Weather-Driven Market Activity
The natural gas markets have been highly volatile throughout the fourth quarter of this year, responding sharply to weather-related changes. Prices surged on news of severe weather and eased as conditions improved. For example, the hurricane and tropical storm season ended with minimal impact on Gulf Coast infrastructure. However, November brought temporary rig shutdowns, leading to a 10% jump in mercantile markets, followed by a swift easing once “all clear” announcements were made.
Monthly Settlements and Trends
- October 2024: NYMEX settled at $2.585, compared to $2.764 in October 2023.

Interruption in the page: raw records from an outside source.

Issue #1836, opened 2026-08-09
MCP stdio server processes accumulate, each holding a live WAL connection for its lifetime


ohdearquant:
## Summary

MCP stdio server processes (`kkernel mcp`) accumulate on a long-running host. Each retains an open SQLite connection to the database in WAL mode for its entire lifetime, so the population of WAL participants grows without bound as sessions come and go.

This matters because the checkpointer's ability to reclaim the WAL depends on the read marks held by live connections. A growing set of long-lived connections is the necessary precondition for the "long-lived reader may be pinning an old snapshot that PASSIVE cannot reclaim" condition the runtime already warns about.

## Observed

Single host, one database, measured concurrently:

```
13  kkernel mcp        (stdio bridges)
 1  kkernel mcp --daemon
```

Ages of the bridge processes ranged from under two minutes to just over 40 hours. Eight were older than seven hours; three were older than 36 hours.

- November 2024: Warmer-than-average temperatures across the Northeast and Midwest contributed to a settlement of $2.346, significantly lower than November 2023’s $3.164.
During November, news regarding LNG facilities—such as the Plaquemines facility and Cheniere Energy Inc.’s Corpus Christi stage 3 train—caused a brief jump in December futures. These facilities are expected to start liquefying gas by the end of 2024.
Northeast Basis and Volatility
The Northeast basis rose in anticipation of cold weather in the Northwest, Upper Midwest, and Northeast. As cold temperatures materialized, the last week of November saw extreme volatility, with prices jumping 10% on some days and easing 5%–10% on others. Each price run was mitigated by strong storage levels.
Storage Levels and December Settlement
The December 2024 settlement closed at $3.431, slightly above December 2023’s settlement. Robust storage levels nearing the 4 TCF mark—levels not seen since 2016—played a key role in moderating price activity. This storage strength helped maintain the 2024 annual average at $2.269, below annual averages since 2020, which settled at $2.077.
Looking Ahead to January 2025
January 2025 futures are trading between $3.10 and $3.30. As more news emerges about LNG facility liquefaction, market focus will shift from storage levels to production. Production is currently averaging 102.6–102.8 BCF/day, with demand slightly below this figure. However, additional feedgas requirements (2–3 BCF/day) for new and existing facilities will reduce this surplus.
The coming year is expected to bring significant attention to geopolitical issues and LNG export approvals and volumes. These factors will likely shape market dynamics and drive industry focus throughout 2025.